Anne Kelley. Catharine Trotter: An early modern writer in the vanguard of feminism. Hampshire, England: Ashgate, 2002. Pp. vi + 279. $79.95.
In a combative book, Ms. Kelley surveys Catherine Trotter Cockburn's reputation,1 texts and career, in order to prove that this "early modern writer" is not "obscure, dull and narrow-minded" and to "reposition [her] as a radical feminocentric writer." Relentlessly defensive, Ms. Kelley hardly concedes that Trotter could have misunderstood something or that Trotter's texts have any flaws. The inflexible tone which she attributes to Trotter replaces an older distortion with a new single-mindedness.
Throughout, consistency and a prudential feminism that eschews sexual unconventionality are virtues in themselves. Ms. Kelley argues that "the school of feminist criticism which advocates that women reject the traditional rational male discourse as part of the phallocentric structure in favour of a more emotional writing based on the female body," is "simplistic," returns women to society's "margins," and deprives them of respect. For her, Trotter's "unwavering" adherence to "rational morality" provides a solution for complicated human dilemmas and will be taken seriously in public debate. Ms. Kelley repeatedly characterizes Trotter as "adamently opposed" to positions other than her own: Trotter's seemingly tireless rebuttals in her argumentative essays on writers who attacked Locke and Samuel Clarke are presented as a matter of Trotter's holding onto to an argument. Trotter's "project [is] to demonstrate that women [can] speak with intellectual authority." According to Ms. Kelley, Trotter never deviates from a feminist pragmaticism that allows a woman to yield to her body's urges only insofar as is consistent with a self-controlled resolve to avoid social disapproval. When Trotter herself and her female characters think and behave in the "rational" (prudential) way men do, this shows women how to be powerful and respected.

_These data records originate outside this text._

PR #1688, opened 2025-05-14
feat(chat): add chat component

igdmdimitrov:


src/components/chat/chat-input.ts
```diff
@@ -0,0 +1,187 @@
...
+import { styles } from './themes/input.base.css.js';
+import {
+  type IgcMessageAttachment,
+  attachmentIcon,
+  sendButtonIcon,
+} from './types.js';
+
+/**
+ *
+ * @element igc-chat
```
gedinakova, line 19: @teodosiah This change would stop the storybook confusion when rebuilding.
```suggestion
 * @element igc-chat-input
```

src/components/chat/types.ts
```diff
@@ -0,0 +1,227 @@
...
+  currentUserId?: string;
+  /**
+   * If `true`, prevents the chat from automatically scrolling to the latest message.
+   */
+  disableAutoScroll?: boolean;
+  /**
+   * If `true`, disables the ability to upload and send attachments.
+   * Defaults to `false`.
+   */
+  disableAttachments?: boolean;
```
igdmdimitrov: Since this is affecting the attachments option in the input area we should either rename it to something like `disableInputAttachments` or hide attachments in all messages.

src/components/chat/chat-message-list.ts
```diff
@@ -0,0 +1,315 @@
...
+  private _activeMessageId = '';
+
+  /**
+   * Registers this component and its dependencies.
+   * Used internally for component setup.
+   */
+  /* blazorSuppress */
+  public static register() {
+    registerComponent(IgcChatMessageListComponent, IgcChatMessageComponent);
+  }
```
rkaraivanov: Move it in the beginning of the class with other static members.

src/components/chat/chat-message-list.ts
```diff
@@ -0,0 +1,315 @@
...
+   */
+  @consume({ context: chatContext, subscribe: true })
+  private _chatState?: ChatState;
+
+  /**
+   * Currently active message id used for focus and keyboard navigation.
+   * @private
+   */
+  @state()
+  private _activeMessageId = '';
```
rkaraivanov: Since we won't do a custom keyboard navigation this can be dropped.

src/components/chat/chat-message-list.ts
```diff
@@ -0,0 +1,315 @@
...
+  }
+
+  constructor() {
+    super();
+    addKeybindings(this)
+      .set(homeKey, this.navigateToMessage)
+      .set(endKey, this.navigateToMessage)
+      .set(arrowUp, this.navigateToMessage)
+      .set(arrowDown, this.navigateToMessage);
+  }
```
rkaraivanov: No keyboard navigation - up for removal

src/components/chat/chat-message-list.ts
```diff
@@ -0,0 +1,315 @@
...
+  private scrollToBottom() {
+    requestAnimationFrame(() => {
+      const container = this.shadowRoot?.host as HTMLElement;
+      if (container) {
+        container.scrollTop = container.scrollHeight;
+      }
+    });
+  }
+
+  /**
```
rkaraivanov: Again, since initially there won't be any custom keyboard navigation implementation, it is up for removal.

src/components/chat/chat-message-list.ts
```diff
@@ -0,0 +1,315 @@
...
+   * Scrolls the view to a specific message by id.
+   * @param messageId - The id of the message to scroll to
+   * @private
+   */
+  private scrollToMessage(messageId: string) {
+    const messageElement = this.shadowRoot?.querySelector(
+      `#message-${messageId}`
+    );
+    messageElement?.scrollIntoView();
+  }
```
rkaraivanov: This is potentially useful as an API on the chat component itself.

src/components/chat/chat-message-list.ts
```diff
@@ -0,0 +1,315 @@
...
+
+  /**
+   * Lifecycle: called after first render.
+   * Scrolls to bottom unless auto-scroll is disabled.
+   */
+  protected override firstUpdated() {
+    if (!this._chatState?.options?.disableAutoScroll) {
+      this.scrollToBottom();
+    }
```
rkaraivanov: There is no guarantee that the child elements of the list will be completely rendered and updated at this point, in the browser. Maybe that's why the `scrollToBottom` is wrapped inside a rAF?

src/components/chat/chat-message-list.ts
```diff
@@ -0,0 +1,315 @@
...
+        grouped[dateStr] = [];
+      }
+      grouped[dateStr].push(message);
+    });
+
+    return Object.keys(grouped).map((date) => ({
+      date,
+      messages: grouped[date],
+    }));
+  }
```
rkaraivanov: I can't find in the specification where we've agreed to group by timestamps as a default behavior. It seems like that is up to the developer to do and we should just provide an API if such is missing.

src/components/chat/chat-message-list.ts
```diff
@@ -0,0 +1,315 @@
...
+    if (date.toDateString() === yesterday.toDateString()) {
+      return 'Yesterday';
+    }
+
+    return date.toLocaleDateString('en-US', {
+      weekday: 'long',
+      month: 'short',
+      day: 'numeric',
+    });
+  }
```
rkaraivanov: Again, as config option in the chat API. We could have a default formatter out of the box, but hardcoding it here means it cannot be changed by the developer.

src/components/chat/chat-message.ts
```diff
@@ -0,0 +1,123 @@
...
+   * This is used internally to set up the component definitions.
+   */
+  /* blazorSuppress */
+  public static register() {
+    registerComponent(
+      IgcChatMessageComponent,
+      IgcMessageAttachmentsComponent,
+      IgcAvatarComponent
+    );
+  }
```
rkaraivanov: At the start of the class with other static members.

src/components/chat/chat-input.ts
```diff
@@ -0,0 +1,388 @@
...
+    if (fileType?.startsWith('text')) {
+      return 'file-document';
+    }
+    if (fileType?.startsWith('image')) {
+      return 'file-image';
+    }
+    return 'file-other';
+  }
+
+  public get defaultAttachmentsArea(): TemplateResult {
```
rkaraivanov: First of all, these `default*` should be actual methods and no getters.
Then since they return actual DOM templates, they are renderers, so I expect them to start
with `render*`.
Finally, why are they public?

src/components/chat/chat-input.ts
```diff
@@ -0,0 +1,388 @@
...
+  }
+
+  public get defaultTextArea(): TemplateResult {
+    return html` <igc-textarea
+      part="text-input"
+      .placeholder=${this.inputPlaceholder}
+      resize="auto"
+      rows="1"
+      .value=${this.inputValue}
+      @input=${this.handleInput}
```
rkaraivanov: Please use the igcInput event

src/components/chat/chat-input.ts
```diff
@@ -0,0 +1,388 @@
...
+    this.inputValue = this._chatState?.inputValue || '';
+    this.inputPlaceholder = this._chatState?.options?.inputPlaceholder || '';
+  }
+
+  private handleInput(e: Event) {
+    const target = e.target as HTMLTextAreaElement;
+    this.inputValue = target.value;
+    this._chatState?.handleInputChange(this.inputValue);
+    // this.adjustTextareaHeight();
+  }
```
rkaraivanov:
```suggestion
  private handleInput({ detial }: CustomEvent<string>) {
    this.inputValue = detail;
    this._chatState?.handleInputChange(this.inputValue);
    // this.adjustTextareaHeight();
  }
```
If you bind to the igcInput handler.

src/components/chat/chat-input.ts
```diff
@@ -0,0 +1,388 @@
...
+
+  private handleKeyDown(e: KeyboardEvent) {
+    if (e.key === 'Enter' && !e.shiftKey) {
+      e.preventDefault();
+      this.sendMessage();
+    } else {
```
rkaraivanov: There is a keybinding controller which abstracts these checks for you

src/components/chat/chat-input.ts
```diff
@@ -0,0 +1,388 @@
...
+      this._chatState?.emitEvent('igcTypingChange', {
+        detail: { isTyping: true },
+      });
+
+      // wait 3 seconds and dispatch a stop-typing event
+      setTimeout(() => {
+        this._chatState?.emitEvent('igcTypingChange', {
+          detail: { isTyping: false },
+        });
+      }, 3000);
```
rkaraivanov: I don't like the hardcoded 3s timeout. It should be exposed as a config option

src/components/chat/chat-input.ts
```diff
@@ -0,0 +1,388 @@
...
+
+  protected *renderDefaultFileUploadTemplate() {
+    yield html`${this._chatState?.options?.disableAttachments
+      ? nothing
+      : this.defaultFileUploadButton}`;
+  }
+
+  protected override firstUpdated() {
+    this.setupDragAndDrop();
+    if (this._chatState) {
```
rkaraivanov: In what scenario is the state object missing?

src/components/chat/chat-input.ts
```diff
@@ -0,0 +1,388 @@
...
+  }
+
+  protected *renderDefaultFileUploadTemplate() {
+    yield html`${this._chatState?.options?.disableAttachments
+      ? nothing
+      : this.defaultFileUploadButton}`;
+  }
+
+  protected override firstUpdated() {
+    this.setupDragAndDrop();
```
rkaraivanov: Maybe move this in the connected callback?
Also, I don't see where the drag handlers are cleaned up?

src/components/chat/types.ts
```diff
@@ -0,0 +1,231 @@
...
+export const fileImageIcon =
+  '<svg xmlns="http://www.w3.org/2000/svg" height="24px" viewBox="0 -960 960 960" width="24px" fill="#e3e3e3"><path d="M200-120q-33 0-56.5-23.5T120-200v-560q0-33 23.5-56.5T200-840h280v80H200v560h560v-280h80v280q0 33-23.5 56.5T760-120H200Zm188-212-56-56 372-372H560v-80h280v280h-80v-144L388-332Z"/></svg>';
+export const fileDocumentIcon =
+  '<svg xmlns="http://www.w3.org/2000/svg" height="24px" viewBox="0 -960 960 960" width="24px" fill="#e3e3e3"><path d="M200-120q-33 0-56.5-23.5T120-200v-560q0-33 23.5-56.5T200-840h280v80H200v560h560v-280h80v280q0 33-23.5 56.5T760-120H200Zm188-212-56-56 372-372H560v-80h280v280h-80v-144L388-332Z"/></svg>';
+export const fileOtherIcon =
+  '<svg xmlns="http://www.w3.org/2000/svg" height="24px" viewBox="0 -960 960 960" width="24px" fill="#e3e3e3"><path d="M200-120q-33 0-56.5-23.5T120-200v-560q0-33 23.5-56.5T200-840h280v80H200v560h560v-280h80v280q0 33-23.5 56.5T760-120H200Zm188-212-56-56 372-372H560v-80h280v280h-80v-144L388-332Z"/></svg>';
```
rkaraivanov: These should probably go in the icon registry with their respective configuration.
@simeonoff

src/components/chat/message-attachments.ts
```diff
@@ -0,0 +1,183 @@
...
+    if (attachment.url) {
+      return attachment.url;
+    }
+    if (attachment.file) {
+      return URL.createObjectURL(attachment.file);
+    }
+    return '';
+  }
+
+  private defaulAttachmentContent(attachment: IgcMessageAttachment) {
```
rkaraivanov:
```suggestion
  private renderDefaulAttachmentContent(attachment: IgcMessageAttachment) {
```

src/components/chat/chat.ts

Trotter's texts are flattened and outrageous emotional convolutions and logical perversities praised. We are to admire The Unhappy Penitent (1701) because its heroine demands that the hero obey what he has contracted to do no matter what the result; The Revolution of Sweden (1706) is praised because its heroine "prioritises the welfare of her country over her personal feeling" (and ends up murdered for her pains). Ms. Kelley dismisses those readers who find lesbianism in Trotter and Sarah Lady Piers's correspondence and Trotter's Agnes de Castro (1696); I suggest we can make poignant moral sense of this tragedy by paying attention to the profound revulsion against coerced heterosexual contact that fills the soliloquies of all the woman characters in Trotter's plays who (as Ms. Kelley says) turn to other women for support and comfort. Ms. Kelley mischaracterizes Piers's letters to the young Trotter when she says the affection displayed is "rhetorical rather than literal." Piers's letters jar the reader with the writer's awkward apologies as she voices her passionate inability to stop herself from uttering what she says Trotter will see as a transgression.
Behind Trotter's repetitiveness, abstraction from experience, and austere impersonality is a woman who endured ridicule, low status, and, in reaction, was inclined to sudden identifications with admired people and to passionate loyalties. In her youth, she converted from Anglicanism to Catholicism and back again; in her later years she writes as a woman who married because she had to, and has lived in isolated poverty: the strained content of her essays represent her way of asserting a barricaded self-respect. In Trotter's letters we see how limited were her choices, and the rejections her position inflicted on her. Ms. Kelley analyzes a poem by Trotter to reveal that Trotter identified with "the dilemma faced by poor and obscure men like [Stephen] Duck," but does not connect this identification with Trotter's intense presentation of her self.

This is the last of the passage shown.